Centralization risk
There are four types of privileged accounts for the Token contract:
The minter
The burner
The upgrader
The owner
The minter can mint any number of new PROS tokens to any account.
The burner can burn tokens that were requested to be burned. However, user funds that are requested to be burned are not fully locked since a new burn request with a lower amount can be made to recover the difference. Since a burn request with a zero amount is not allowed, at least one token would be locked in the contract.
The upgrader can upgrade the contract to a new implementation.
The owner has the DEFAULT_ADMIN_ROLE
role and thus can grant or revoke any of the previous roles. In addition, the owner can withdraw the former PROS tokens that have been swapped and transfer them to any receiver. Those tokens can be swapped again against new PROS tokens. The owner is also able to pause and unpause the contract.

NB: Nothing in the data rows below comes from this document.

PR #2652, opened 2020-05-13
Use f-string instead of format for tab_title templates

chriszarate:
The documentation for v0.17.4 states this about the `tab_title_template`:

> Note that formatting is done by Python’s string formatting machinery, so you can use, for instance, {layout_name[:2].upper()} to show only the first two letters of the layout name, upper-cased.

However, because the templating uses String `.format`, this generates an error:

```
Invalid tab title template: "{layout_name[:2].upper()}" with error: string indices must be integers
```

If instead we used an f-string, we could fulfill the promise of the docs.

I'm fairly new to Python, so not sure if there is a more direct / safer way to pass a variable to an f-string.

### DIFF
--- a/kitty/tab_bar.py
+++ b/kitty/tab_bar.py
@@ -54,14 +54,18 @@ def draw_title(draw_data: DrawData, screen: Screen, tab: TabBarData, index: int)
         screen.cursor.fg = draw_data.bell_fg
         screen.draw('🔔 ')
         screen.cursor.fg = fg
-    layout_name = tab.layout_name
-    num_windows = tab.num_windows
     template = draw_data.title_template
-    title = tab.title
     if tab.is_active and draw_data.active_title_template is not None:
         template = draw_data.active_title_template
     try:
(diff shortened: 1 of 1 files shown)


kovidgoyal:
Hmm, I forgot that str.format() doesn't allow arbitrary expressions. You can make this a bit safer using compile() in 'single' mode and eval that and also use a dict for globals wen calling eval that has only the required variables.

chriszarate:
Ah ok, thanks! I will update the PR later today.

chriszarate:
Ok, updated with your suggestion. However, I found that I had to `compile` in `'eval'` mode. When I used `'single'` the string was simply printed and the return value was `None`. Unless I'm missing something (which is likely!), this seems to be what the docs say as well:

> The mode argument specifies what kind of code must be compiled; it can be 'exec' if source consists of a sequence of statements, 'eval' if it consists of a single expression, or 'single' if it consists of a single interactive statement (in the latter case, expression statements that evaluate to something other than None will be printed).

PR #2663, opened 2020-05-18
Fixed marks grouping and coloring for simultaneous multi marks definition

ahlinc:
This PR fixes an issue with multiple simultaneous mark groups defined. The issue exists on a latest Kitty version and on top of the master branch. If I try to define several marks simultaneously in any available approach I got a text colored just by one color and that color just corresponds to a first mark group in the making definition.

**Steps to reproduce:**
1. `echo -e 'WARN\nERROR\nFAIL'`
2. `kitty @ create-marker regex 1 FAIL 2 ERR  3 WARN`

All three words should have different colors but all of them just colored as the `FAIL` word by the color of the first group in the applied marking definition.

**Bellow screenshots demonstrate the issue:**
Screenshot from 2020-05-18 06-52-20
Screenshot from 2020-05-18 06-51-21

**With the PR fix:**
Screenshot from 2020-05-18 07-08-22

**P.S: And thanks for the great project!** :rocket:

### DIFF
--- a/kitty/config.py
+++ b/kitty/config.py
@@ -311,7 +311,7 @@ def parse_marker_spec(ftype: str, parts: Sequence[str]) -> Tuple[str, Union[str,
 def toggle_marker(func: str, rest: str) -> FuncArgsType:
     parts = rest.split(maxsplit=1)
     if len(parts) != 2:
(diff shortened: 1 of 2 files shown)


ahlinc:
Super fast merge :rocket: :smiley_cat: Thanks!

The above introduces centralization risks that users should be aware of, as they grant a single point of control over the system.

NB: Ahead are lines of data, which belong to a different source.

PR #2674, opened 2020-05-20
Create .editorconfig

TheDaemoness:
[Most major editors](https://editorconfig.org/#download) support EditorConfig for declaring per-file per-project indentation rules. It costs almost nothing to maintain, and it makes it easier to follow the coding styles already used in kitty.


Luflosi:
Here are two more files indented with tabs that I think you missed: `docs/Makefile` and `kittens/unicode_input/names.h`.

.editorconfig
```diff
@@ -0,0 +1,14 @@
...
+indent_style = spaces
+indent_size = 4
+end_of_line = lf
+trim_trailing_whitespace = true
+
+[{Makefile,*.terminfo}]
+indent_style = tab
+
+# Autogenerated with tabs.
+[kitty/{unicode-data.c,emoji.wcwidth-std.h}]
```
Luflosi, line 13: You missed the .h and the comma at the end of emoji.

TheDaemoness:
The Makefile selector should match any file named "Makefile" in the project. A very informal test on my end suggests it works correctly.

I also missed all of the Wayland protocol files in glfw, however. Whoops.

Luflosi:
> I also missed all of the Wayland protocol files in glfw, however. Whoops.

Well, I missed those too because they are only generated during compilation of the Wayland backend and I'm using macOS.

PR #89, opened 2017-08-15
Made plot more robust and less exposed

stefanoborini:
- Slight changes in the plot to make it more robust to unexpected data in evaluation steps.
- Similar checks in the model
- some information made private.


force_wfmanager/central_pane/analysis_model.py
```diff
@@ -1,15 +1,72 @@
...
+                "with the number of value names {}.".format(
+                    evaluation_step, self.value_names))
+
+        self._evaluation_steps.append(evaluation_step)
+
+    def _get_selected_step_index(self):
+        return self._selected_step_index
+
+    def _set_selected_step_index(self, value):
+        if value is None:
```
martinRenou: We don't need this, do we ? It will be set at line 66

force_wfmanager/central_pane/plot.py
```diff
@@ -1,50 +1,45 @@
...
-
 from enable.api import Component, ComponentEditor
-
 from chaco.api import ArrayPlotData
 from chaco.api import Plot as ChacoPlot
 
 from .analysis_model import AnalysisModel
 
 
+log = logging.getLogger(__name__)
```
martinRenou: You never use it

We recommend that these centralization risks be clearly documented for users so that they are aware of the extent of the owner's control over the contract. This can help users make informed decisions about their participation in the project. Additionally, clear communication about the circumstances in which the owner may exercise these powers can help build trust and transparency with users. Therefore, it is recommended to implement additional measures to mitigate these risks, such as implementing a multi-signature requirement for owner access.